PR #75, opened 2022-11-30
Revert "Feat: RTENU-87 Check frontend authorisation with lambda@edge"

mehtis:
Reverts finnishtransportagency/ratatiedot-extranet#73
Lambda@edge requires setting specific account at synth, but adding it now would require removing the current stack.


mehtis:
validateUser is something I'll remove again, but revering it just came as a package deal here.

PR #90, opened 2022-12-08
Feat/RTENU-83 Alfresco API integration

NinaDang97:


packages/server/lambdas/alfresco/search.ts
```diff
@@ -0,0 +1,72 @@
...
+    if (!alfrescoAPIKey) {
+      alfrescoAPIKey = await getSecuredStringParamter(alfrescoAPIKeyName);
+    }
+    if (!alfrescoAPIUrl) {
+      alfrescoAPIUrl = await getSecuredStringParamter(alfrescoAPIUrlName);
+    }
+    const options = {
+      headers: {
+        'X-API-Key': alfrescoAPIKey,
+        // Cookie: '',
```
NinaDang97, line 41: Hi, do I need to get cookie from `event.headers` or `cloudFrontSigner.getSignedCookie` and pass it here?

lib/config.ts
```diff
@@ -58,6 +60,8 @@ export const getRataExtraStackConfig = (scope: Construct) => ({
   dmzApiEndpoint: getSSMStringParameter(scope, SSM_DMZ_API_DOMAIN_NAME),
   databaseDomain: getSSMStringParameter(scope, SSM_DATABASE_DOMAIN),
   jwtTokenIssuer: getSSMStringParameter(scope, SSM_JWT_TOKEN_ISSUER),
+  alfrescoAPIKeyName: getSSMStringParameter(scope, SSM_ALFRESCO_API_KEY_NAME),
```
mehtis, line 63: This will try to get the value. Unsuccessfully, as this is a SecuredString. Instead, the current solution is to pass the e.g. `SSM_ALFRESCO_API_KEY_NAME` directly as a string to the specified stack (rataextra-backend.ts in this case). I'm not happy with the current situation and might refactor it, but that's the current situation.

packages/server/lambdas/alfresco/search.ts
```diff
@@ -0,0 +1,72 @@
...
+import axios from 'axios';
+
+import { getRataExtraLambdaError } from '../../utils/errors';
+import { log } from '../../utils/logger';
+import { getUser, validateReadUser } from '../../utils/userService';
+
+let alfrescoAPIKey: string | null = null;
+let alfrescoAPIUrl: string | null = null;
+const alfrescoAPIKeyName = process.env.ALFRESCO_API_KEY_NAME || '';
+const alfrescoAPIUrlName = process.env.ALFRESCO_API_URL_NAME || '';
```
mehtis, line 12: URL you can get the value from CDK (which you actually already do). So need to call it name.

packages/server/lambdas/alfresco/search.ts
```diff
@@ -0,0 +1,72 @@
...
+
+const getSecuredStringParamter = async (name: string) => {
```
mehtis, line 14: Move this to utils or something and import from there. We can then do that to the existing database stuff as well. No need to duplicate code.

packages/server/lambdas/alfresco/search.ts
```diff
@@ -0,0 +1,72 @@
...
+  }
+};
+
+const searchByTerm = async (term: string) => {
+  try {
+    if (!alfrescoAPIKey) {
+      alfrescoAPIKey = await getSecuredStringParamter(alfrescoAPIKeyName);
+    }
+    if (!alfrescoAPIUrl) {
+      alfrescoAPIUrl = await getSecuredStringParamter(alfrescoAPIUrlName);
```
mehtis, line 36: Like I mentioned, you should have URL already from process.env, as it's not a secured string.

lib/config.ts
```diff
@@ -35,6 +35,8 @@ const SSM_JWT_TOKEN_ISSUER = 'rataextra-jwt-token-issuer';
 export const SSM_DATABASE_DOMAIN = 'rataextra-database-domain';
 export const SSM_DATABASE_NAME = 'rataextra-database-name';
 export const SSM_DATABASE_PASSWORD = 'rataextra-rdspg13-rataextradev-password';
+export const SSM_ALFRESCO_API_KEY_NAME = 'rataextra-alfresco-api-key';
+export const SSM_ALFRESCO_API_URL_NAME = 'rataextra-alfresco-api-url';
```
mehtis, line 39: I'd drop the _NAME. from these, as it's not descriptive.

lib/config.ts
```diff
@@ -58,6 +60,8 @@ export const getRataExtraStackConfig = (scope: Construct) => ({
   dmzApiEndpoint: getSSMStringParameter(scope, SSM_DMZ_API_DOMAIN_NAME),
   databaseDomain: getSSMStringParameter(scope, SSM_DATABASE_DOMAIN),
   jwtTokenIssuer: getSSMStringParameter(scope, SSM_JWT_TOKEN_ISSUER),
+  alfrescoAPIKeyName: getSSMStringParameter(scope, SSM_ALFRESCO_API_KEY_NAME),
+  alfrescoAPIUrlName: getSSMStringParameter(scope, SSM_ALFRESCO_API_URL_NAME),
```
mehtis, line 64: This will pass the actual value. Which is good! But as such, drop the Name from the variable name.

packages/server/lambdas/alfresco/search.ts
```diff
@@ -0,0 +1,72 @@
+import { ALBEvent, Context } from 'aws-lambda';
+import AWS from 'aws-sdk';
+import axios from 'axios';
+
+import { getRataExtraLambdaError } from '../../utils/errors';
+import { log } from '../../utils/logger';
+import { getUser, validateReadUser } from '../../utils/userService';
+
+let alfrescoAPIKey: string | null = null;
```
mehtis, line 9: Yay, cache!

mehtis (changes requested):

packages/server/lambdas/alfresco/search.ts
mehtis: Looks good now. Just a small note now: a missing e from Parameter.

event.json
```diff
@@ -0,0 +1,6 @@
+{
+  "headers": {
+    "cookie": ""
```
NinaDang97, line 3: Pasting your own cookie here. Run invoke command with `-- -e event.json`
========
» **BRIEF**
If a line in the records holds the word "headers", count it, then give only the total.

» **RESULT FOR THIS TASK**
3